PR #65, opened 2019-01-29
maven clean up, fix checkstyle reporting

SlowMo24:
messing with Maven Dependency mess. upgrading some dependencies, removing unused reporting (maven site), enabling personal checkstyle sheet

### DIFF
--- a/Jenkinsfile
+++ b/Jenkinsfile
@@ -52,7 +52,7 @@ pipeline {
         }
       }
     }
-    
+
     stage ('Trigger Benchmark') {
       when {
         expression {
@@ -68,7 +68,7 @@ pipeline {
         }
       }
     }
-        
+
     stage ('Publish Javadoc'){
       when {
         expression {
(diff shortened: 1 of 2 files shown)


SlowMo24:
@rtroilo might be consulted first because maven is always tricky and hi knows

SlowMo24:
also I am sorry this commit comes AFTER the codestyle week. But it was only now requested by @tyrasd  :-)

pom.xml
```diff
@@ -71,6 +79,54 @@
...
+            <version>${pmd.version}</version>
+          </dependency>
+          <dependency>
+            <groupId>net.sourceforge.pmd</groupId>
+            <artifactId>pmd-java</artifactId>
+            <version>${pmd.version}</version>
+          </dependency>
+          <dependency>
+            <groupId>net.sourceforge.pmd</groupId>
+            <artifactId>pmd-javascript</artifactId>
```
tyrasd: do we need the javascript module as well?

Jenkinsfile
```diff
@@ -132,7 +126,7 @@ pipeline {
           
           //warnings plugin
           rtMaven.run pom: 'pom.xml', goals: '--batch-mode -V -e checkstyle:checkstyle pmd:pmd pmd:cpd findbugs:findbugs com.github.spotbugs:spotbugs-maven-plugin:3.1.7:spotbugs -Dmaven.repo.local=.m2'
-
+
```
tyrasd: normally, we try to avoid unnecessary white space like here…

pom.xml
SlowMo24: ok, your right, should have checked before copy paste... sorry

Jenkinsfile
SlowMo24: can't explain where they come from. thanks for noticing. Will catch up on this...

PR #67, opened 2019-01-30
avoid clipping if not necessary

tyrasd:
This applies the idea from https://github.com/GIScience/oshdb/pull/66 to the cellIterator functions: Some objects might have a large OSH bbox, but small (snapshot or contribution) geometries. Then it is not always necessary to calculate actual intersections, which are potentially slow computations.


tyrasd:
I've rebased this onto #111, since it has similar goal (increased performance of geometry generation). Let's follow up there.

++++

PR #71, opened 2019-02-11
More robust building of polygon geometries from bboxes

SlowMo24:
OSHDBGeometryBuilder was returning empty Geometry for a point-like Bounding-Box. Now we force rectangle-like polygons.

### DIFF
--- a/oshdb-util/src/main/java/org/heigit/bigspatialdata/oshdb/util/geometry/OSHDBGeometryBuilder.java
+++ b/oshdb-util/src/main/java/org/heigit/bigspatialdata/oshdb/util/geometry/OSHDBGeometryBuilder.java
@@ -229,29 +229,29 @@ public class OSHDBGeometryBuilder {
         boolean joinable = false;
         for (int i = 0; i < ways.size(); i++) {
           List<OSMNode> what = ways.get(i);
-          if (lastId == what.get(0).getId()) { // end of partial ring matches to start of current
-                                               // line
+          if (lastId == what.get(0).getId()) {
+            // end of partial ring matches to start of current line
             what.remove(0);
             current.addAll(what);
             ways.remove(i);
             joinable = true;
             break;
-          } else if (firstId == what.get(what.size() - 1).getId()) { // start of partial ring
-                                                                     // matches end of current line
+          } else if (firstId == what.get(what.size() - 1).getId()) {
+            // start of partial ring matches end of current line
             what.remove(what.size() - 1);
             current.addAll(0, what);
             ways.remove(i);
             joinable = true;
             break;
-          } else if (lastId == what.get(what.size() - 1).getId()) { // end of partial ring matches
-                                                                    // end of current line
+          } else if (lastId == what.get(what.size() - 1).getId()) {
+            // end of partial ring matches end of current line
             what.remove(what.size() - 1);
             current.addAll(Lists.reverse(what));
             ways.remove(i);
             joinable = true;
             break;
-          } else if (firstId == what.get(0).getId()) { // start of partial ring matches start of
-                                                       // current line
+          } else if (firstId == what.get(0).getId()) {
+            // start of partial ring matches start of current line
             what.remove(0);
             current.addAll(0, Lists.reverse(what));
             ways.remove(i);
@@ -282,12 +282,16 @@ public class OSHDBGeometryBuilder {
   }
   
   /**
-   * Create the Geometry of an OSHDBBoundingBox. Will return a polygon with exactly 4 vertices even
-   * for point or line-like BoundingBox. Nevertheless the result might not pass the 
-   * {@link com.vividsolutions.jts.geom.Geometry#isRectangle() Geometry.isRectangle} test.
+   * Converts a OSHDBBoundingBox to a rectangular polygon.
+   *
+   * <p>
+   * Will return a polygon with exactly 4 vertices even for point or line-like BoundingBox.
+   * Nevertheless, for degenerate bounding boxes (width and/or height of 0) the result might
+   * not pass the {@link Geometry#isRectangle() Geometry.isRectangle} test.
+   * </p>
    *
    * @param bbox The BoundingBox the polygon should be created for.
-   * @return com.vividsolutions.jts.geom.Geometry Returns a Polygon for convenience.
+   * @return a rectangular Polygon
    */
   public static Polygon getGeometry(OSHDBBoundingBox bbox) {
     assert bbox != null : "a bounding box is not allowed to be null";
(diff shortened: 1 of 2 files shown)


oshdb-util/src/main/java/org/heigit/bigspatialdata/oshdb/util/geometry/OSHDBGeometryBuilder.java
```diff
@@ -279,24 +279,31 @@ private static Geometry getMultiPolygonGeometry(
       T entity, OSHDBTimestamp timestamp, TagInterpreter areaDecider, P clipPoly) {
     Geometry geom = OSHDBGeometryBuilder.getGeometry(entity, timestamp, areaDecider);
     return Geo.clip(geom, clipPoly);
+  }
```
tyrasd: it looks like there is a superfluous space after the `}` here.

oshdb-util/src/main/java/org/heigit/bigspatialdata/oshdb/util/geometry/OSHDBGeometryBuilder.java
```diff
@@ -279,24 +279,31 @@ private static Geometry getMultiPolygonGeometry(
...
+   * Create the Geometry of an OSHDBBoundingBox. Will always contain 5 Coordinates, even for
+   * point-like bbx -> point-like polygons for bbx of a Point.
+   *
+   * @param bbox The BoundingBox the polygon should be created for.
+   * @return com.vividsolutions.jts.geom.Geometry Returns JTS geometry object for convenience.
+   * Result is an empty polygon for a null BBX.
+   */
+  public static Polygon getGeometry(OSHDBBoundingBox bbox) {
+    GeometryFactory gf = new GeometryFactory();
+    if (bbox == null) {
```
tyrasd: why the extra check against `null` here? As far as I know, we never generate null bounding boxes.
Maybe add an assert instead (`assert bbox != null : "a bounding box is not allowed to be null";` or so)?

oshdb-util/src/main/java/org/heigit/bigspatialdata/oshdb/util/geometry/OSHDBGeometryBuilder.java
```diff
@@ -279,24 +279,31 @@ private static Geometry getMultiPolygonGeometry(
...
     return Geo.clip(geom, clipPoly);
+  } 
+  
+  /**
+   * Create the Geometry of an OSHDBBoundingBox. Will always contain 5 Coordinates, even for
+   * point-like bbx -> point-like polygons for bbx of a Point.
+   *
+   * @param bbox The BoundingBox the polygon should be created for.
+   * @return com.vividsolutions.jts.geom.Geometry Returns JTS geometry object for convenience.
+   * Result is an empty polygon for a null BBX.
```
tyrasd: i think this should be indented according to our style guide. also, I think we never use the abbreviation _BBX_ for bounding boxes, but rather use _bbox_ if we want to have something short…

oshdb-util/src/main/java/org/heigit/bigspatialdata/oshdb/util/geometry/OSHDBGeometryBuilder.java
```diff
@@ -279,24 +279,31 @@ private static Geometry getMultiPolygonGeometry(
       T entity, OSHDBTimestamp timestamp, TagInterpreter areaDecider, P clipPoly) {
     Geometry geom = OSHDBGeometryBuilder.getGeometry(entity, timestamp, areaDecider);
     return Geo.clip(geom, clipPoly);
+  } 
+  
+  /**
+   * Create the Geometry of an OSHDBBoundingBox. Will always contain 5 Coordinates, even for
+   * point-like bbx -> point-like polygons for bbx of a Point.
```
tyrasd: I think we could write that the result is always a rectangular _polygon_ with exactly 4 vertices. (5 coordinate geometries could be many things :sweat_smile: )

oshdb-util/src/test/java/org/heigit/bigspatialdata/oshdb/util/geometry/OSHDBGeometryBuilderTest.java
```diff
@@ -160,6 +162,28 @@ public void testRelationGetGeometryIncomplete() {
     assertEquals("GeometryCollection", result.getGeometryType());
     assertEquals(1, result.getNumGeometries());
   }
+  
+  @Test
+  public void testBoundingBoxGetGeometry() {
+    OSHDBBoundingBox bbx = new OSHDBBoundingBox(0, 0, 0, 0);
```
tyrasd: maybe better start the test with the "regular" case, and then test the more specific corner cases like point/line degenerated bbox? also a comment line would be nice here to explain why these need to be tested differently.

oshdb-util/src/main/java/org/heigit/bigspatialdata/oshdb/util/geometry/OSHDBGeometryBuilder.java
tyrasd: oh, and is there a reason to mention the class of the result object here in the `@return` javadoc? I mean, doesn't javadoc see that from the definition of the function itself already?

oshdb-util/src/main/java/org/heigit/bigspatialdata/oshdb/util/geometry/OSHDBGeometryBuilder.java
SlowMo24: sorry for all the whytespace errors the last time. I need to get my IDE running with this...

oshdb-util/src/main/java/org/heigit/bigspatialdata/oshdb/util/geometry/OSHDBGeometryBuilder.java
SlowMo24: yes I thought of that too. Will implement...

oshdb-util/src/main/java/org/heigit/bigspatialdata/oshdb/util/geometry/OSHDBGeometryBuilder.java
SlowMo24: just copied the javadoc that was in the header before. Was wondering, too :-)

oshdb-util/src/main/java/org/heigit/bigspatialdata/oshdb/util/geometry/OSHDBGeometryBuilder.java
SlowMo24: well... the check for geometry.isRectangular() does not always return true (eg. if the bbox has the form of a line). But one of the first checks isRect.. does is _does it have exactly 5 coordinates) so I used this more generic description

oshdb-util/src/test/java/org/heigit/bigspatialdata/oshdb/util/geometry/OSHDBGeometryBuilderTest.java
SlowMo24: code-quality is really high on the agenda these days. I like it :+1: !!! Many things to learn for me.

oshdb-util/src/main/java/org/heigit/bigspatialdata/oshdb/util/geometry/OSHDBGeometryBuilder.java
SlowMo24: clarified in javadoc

++++

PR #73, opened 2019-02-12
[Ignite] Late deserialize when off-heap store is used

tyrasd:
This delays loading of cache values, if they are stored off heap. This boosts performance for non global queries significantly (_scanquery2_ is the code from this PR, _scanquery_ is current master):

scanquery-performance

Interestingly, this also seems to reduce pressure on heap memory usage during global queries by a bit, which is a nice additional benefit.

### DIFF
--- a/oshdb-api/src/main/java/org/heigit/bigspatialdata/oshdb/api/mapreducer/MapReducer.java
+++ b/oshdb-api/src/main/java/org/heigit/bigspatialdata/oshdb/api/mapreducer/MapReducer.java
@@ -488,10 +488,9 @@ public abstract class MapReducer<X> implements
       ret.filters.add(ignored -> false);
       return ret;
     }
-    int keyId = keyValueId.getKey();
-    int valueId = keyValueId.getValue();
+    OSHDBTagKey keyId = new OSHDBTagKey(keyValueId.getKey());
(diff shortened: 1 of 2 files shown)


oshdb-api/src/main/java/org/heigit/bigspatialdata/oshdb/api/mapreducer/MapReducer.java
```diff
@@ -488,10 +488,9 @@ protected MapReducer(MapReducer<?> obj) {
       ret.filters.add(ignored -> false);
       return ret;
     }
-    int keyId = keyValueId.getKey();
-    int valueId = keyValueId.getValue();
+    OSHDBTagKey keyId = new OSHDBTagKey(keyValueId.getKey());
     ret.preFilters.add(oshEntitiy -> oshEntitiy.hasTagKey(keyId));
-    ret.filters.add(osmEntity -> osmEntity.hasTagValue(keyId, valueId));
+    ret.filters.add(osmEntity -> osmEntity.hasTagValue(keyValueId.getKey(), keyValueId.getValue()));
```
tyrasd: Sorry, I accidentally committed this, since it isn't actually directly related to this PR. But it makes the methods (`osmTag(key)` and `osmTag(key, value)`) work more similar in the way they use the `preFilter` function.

++++

- **EXERCISE**
Show each line of the material above where "vividsolutions" occurs.

- **EXERCISE RESPONSE**
-   * {@link com.vividsolutions.jts.geom.Geometry#isRectangle() Geometry.isRectangle} test.
-   * @return com.vividsolutions.jts.geom.Geometry Returns a Polygon for convenience.
+   * @return com.vividsolutions.jts.geom.Geometry Returns JTS geometry object for convenience.
+   * @return com.vividsolutions.jts.geom.Geometry Returns JTS geometry object for convenience.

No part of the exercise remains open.